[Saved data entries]
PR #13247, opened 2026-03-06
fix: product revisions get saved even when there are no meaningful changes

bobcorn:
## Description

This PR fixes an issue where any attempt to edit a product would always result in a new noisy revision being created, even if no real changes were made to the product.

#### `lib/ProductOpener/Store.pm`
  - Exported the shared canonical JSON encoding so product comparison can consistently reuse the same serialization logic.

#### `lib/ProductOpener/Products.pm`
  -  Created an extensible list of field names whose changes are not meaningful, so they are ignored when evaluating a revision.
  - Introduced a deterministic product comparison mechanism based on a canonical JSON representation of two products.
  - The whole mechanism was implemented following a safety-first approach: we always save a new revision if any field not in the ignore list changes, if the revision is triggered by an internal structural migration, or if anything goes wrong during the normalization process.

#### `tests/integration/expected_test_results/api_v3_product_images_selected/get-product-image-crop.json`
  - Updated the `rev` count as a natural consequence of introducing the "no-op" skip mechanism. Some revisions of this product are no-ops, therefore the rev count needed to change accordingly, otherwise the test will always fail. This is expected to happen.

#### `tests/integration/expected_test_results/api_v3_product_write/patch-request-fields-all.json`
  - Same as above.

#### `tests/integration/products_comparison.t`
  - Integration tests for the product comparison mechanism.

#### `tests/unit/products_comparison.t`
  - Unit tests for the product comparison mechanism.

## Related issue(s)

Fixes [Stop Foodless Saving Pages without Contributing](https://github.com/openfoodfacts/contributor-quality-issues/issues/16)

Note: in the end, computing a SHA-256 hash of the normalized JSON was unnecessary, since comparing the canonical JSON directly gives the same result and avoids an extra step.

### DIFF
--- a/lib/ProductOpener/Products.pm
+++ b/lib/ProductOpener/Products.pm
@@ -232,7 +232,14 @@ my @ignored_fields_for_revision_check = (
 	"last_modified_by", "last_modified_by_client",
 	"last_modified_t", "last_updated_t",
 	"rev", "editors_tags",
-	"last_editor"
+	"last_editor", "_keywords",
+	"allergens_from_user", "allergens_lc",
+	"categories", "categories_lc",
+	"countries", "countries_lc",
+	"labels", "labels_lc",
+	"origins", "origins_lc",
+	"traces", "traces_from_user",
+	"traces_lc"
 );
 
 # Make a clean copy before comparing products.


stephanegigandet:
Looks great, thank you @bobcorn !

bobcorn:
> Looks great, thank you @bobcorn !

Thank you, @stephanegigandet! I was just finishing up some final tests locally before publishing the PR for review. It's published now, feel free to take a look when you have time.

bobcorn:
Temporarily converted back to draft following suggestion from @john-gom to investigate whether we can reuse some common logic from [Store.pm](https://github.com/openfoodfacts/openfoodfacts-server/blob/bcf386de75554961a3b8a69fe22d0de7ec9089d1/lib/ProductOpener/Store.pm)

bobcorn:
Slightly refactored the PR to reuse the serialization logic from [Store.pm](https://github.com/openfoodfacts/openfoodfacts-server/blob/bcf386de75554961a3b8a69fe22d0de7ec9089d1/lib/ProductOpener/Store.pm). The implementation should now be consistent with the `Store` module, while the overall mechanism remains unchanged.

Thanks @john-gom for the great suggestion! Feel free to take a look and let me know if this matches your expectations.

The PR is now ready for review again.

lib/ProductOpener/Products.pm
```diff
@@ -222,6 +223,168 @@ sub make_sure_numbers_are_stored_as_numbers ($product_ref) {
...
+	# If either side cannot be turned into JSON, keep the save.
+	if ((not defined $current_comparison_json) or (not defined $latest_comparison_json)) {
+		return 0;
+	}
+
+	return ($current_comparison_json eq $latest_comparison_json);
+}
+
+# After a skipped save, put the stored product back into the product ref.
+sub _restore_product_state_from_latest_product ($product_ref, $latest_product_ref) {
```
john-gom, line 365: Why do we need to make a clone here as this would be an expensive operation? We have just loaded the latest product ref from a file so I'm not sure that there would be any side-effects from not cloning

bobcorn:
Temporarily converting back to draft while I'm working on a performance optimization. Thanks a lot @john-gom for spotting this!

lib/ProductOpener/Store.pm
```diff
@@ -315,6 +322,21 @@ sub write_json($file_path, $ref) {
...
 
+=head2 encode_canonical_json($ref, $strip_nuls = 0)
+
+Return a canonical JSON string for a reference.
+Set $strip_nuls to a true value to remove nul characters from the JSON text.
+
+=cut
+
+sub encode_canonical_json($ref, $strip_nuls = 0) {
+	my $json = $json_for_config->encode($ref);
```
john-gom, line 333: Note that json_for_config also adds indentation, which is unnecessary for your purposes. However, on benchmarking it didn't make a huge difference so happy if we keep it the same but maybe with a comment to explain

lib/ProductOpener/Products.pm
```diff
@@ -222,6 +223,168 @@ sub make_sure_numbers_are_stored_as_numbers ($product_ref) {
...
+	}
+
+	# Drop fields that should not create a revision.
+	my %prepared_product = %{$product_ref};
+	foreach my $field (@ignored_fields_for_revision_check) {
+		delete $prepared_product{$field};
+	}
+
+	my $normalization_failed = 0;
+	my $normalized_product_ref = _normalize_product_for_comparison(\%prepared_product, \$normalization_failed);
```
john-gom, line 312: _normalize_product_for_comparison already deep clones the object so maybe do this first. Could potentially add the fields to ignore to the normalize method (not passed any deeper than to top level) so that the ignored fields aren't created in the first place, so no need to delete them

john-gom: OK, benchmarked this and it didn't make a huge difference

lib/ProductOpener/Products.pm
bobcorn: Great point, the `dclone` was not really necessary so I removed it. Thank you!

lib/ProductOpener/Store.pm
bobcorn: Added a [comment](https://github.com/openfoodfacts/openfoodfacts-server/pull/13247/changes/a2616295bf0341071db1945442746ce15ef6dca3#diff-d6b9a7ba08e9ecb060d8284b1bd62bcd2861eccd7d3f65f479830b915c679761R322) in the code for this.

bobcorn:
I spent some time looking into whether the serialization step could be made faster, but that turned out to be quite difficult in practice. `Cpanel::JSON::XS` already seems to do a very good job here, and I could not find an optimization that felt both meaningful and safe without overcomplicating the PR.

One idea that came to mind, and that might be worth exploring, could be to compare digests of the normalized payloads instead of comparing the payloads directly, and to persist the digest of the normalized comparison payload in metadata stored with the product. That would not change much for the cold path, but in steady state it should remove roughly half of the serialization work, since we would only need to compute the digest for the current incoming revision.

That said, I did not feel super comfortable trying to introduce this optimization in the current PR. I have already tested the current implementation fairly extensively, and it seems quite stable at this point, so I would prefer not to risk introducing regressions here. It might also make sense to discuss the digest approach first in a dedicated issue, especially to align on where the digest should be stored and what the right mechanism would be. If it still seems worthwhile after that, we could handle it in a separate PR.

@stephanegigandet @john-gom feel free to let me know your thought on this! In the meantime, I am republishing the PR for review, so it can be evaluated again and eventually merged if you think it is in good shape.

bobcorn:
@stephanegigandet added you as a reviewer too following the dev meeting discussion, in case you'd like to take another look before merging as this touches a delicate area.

▶ _THE TASK_
Quote exactly the stretch of lines above that starts at the first one and ends at the line with "- Same as above.", and nothing beyond it.

▶ _REPLY TO THE EXERCISE_
PR #13247, opened 2026-03-06
fix: product revisions get saved even when there are no meaningful changes

bobcorn:
## Description

This PR fixes an issue where any attempt to edit a product would always result in a new noisy revision being created, even if no real changes were made to the product.

#### `lib/ProductOpener/Store.pm`
  - Exported the shared canonical JSON encoding so product comparison can consistently reuse the same serialization logic.

#### `lib/ProductOpener/Products.pm`
  -  Created an extensible list of field names whose changes are not meaningful, so they are ignored when evaluating a revision.
  - Introduced a deterministic product comparison mechanism based on a canonical JSON representation of two products.
  - The whole mechanism was implemented following a safety-first approach: we always save a new revision if any field not in the ignore list changes, if the revision is triggered by an internal structural migration, or if anything goes wrong during the normalization process.

#### `tests/integration/expected_test_results/api_v3_product_images_selected/get-product-image-crop.json`
  - Updated the `rev` count as a natural consequence of introducing the "no-op" skip mechanism. Some revisions of this product are no-ops, therefore the rev count needed to change accordingly, otherwise the test will always fail. This is expected to happen.

#### `tests/integration/expected_test_results/api_v3_product_write/patch-request-fields-all.json`
  - Same as above.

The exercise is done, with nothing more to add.